Running Your Code (No, it doesn’t work the first time!)

WebMatrix Run optionSo, you’ve done everything right, and can’t wait to hit the Run option in WebMatrix, only to be met with: 

HTTP 500 Internal Server Error

As when playing with any new technology, you pretty much figure it’s your fault, and you’ve screwed up somewhere along the line.  Well, not this time!  I spent an hour or so of debugging (PHP’s error_log() is my friend!) and comparing the execution of a “Dallas” service to my own operational local Northwind WCF Data Service. 

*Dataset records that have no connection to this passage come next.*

PR #959, opened 2023-12-12
add nameContains option to faFilter

RavenYL:
# Description
add nameContains option to faFilter

### Testing
added test

### DIFF
--- a/cmd/faFilter/faFilter.go
+++ b/cmd/faFilter/faFilter.go
@@ -70,7 +70,7 @@ func main() {
 	var end *int = flag.Int("end", -1, "Retains the sequence before this position.")
 	var name *string = flag.String("name", "", "Specifies the fasta record name.")
 	var notName *string = flag.String("notName", "", "Returns all fasta records except for this input.")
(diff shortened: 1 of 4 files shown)


cmd/faFilter/faFilter.go
```diff
@@ -66,6 +70,7 @@ func main() {
 	var end *int = flag.Int("end", -1, "Retains the sequence before this position.")
 	var name *string = flag.String("name", "", "Specifies the fasta record name.")
 	var notName *string = flag.String("notName", "", "Returns all fasta records except for this input.")
+	var nameContains *string = flag.String("nameContains", "", "Returns all fasta records whose name contains this input.")
```
sweavs111, line 73: maybe include in the usage if the string matching has to be case sensitive or not?

sweavs111 (commented):
looks good, just one comment about the usage statement

cmd/faFilter/faFilter.go
RavenYL: Just updated! Thanks!

sweavs111 (approved):
looks great!

rimangan (approved):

I eventually discovered a subtle difference in the Atom feed coming back as part of each entity in the result.  The successful service included a link tag like:

 <link rel="edit" title="Customer" href="Customers('ALFKI')" />

and the unsuccessful one from “Dallas” had:

 <link rel="edit" title="CityCrime" href="/CityCrime(123889)" />

Note the initial “/” in the latter’s XML href attribute.   I’m not conversant enough with OData to know if the inclusion of the “/” is valid, but I do know that the PHP OData SDK can’t get past it!   The “fix” turns out to be pretty simple though, and since the PHP OData SDK is open source, you can patch it on your own:

  1. Navigate to the directory containing the PHP OData SDK files (mine is at C:\Program Files (x86)\PHP\OData).
  2. Edit the file AtomParser.php in the Parser subdirectory.  You’ll probably need to run notepad or your favorite editor as Administrator and make sure that file isn’t marked as Read-only.
  3. Look for the EnumerateEntry function – in my copy it starts on Line 192,
  4. Add the following highlighted code in the context of the EnumerateEntry method to strip of an initial “/” if there is one.  Note, to save space, the entire method isn’t replicated below.
     protected function EnumerateEntry($entry, &$entityType, $parentObject = null)
        $xPath = self::GetXPathForNode($entry);
        $ids = $xPath->query(self::$QUERY_ID);
        $uri = $ids->item(0)->nodeValue;
        //Try to get EntitySet From edit link
        $entitySet = null;
        $editLinks = $xPath->query(self::$QUERY_EDIT_LINK);
            $href = $this->GetAttribute($editLinks->item(0), 'href');
                if(($pos = strpos($href, '(')) !== FALSE)
                    $entitySet = substr($href, 0, $pos);
                    if (substr($entitySet, 0, 1) == '/')
                        $entitySet = substr($entitySet, 1);        

And that’s a wrap!  I’ll update the post when I hear back from the “Dallas” and/or WCF Data Services teams in terms of where the bug actually lies.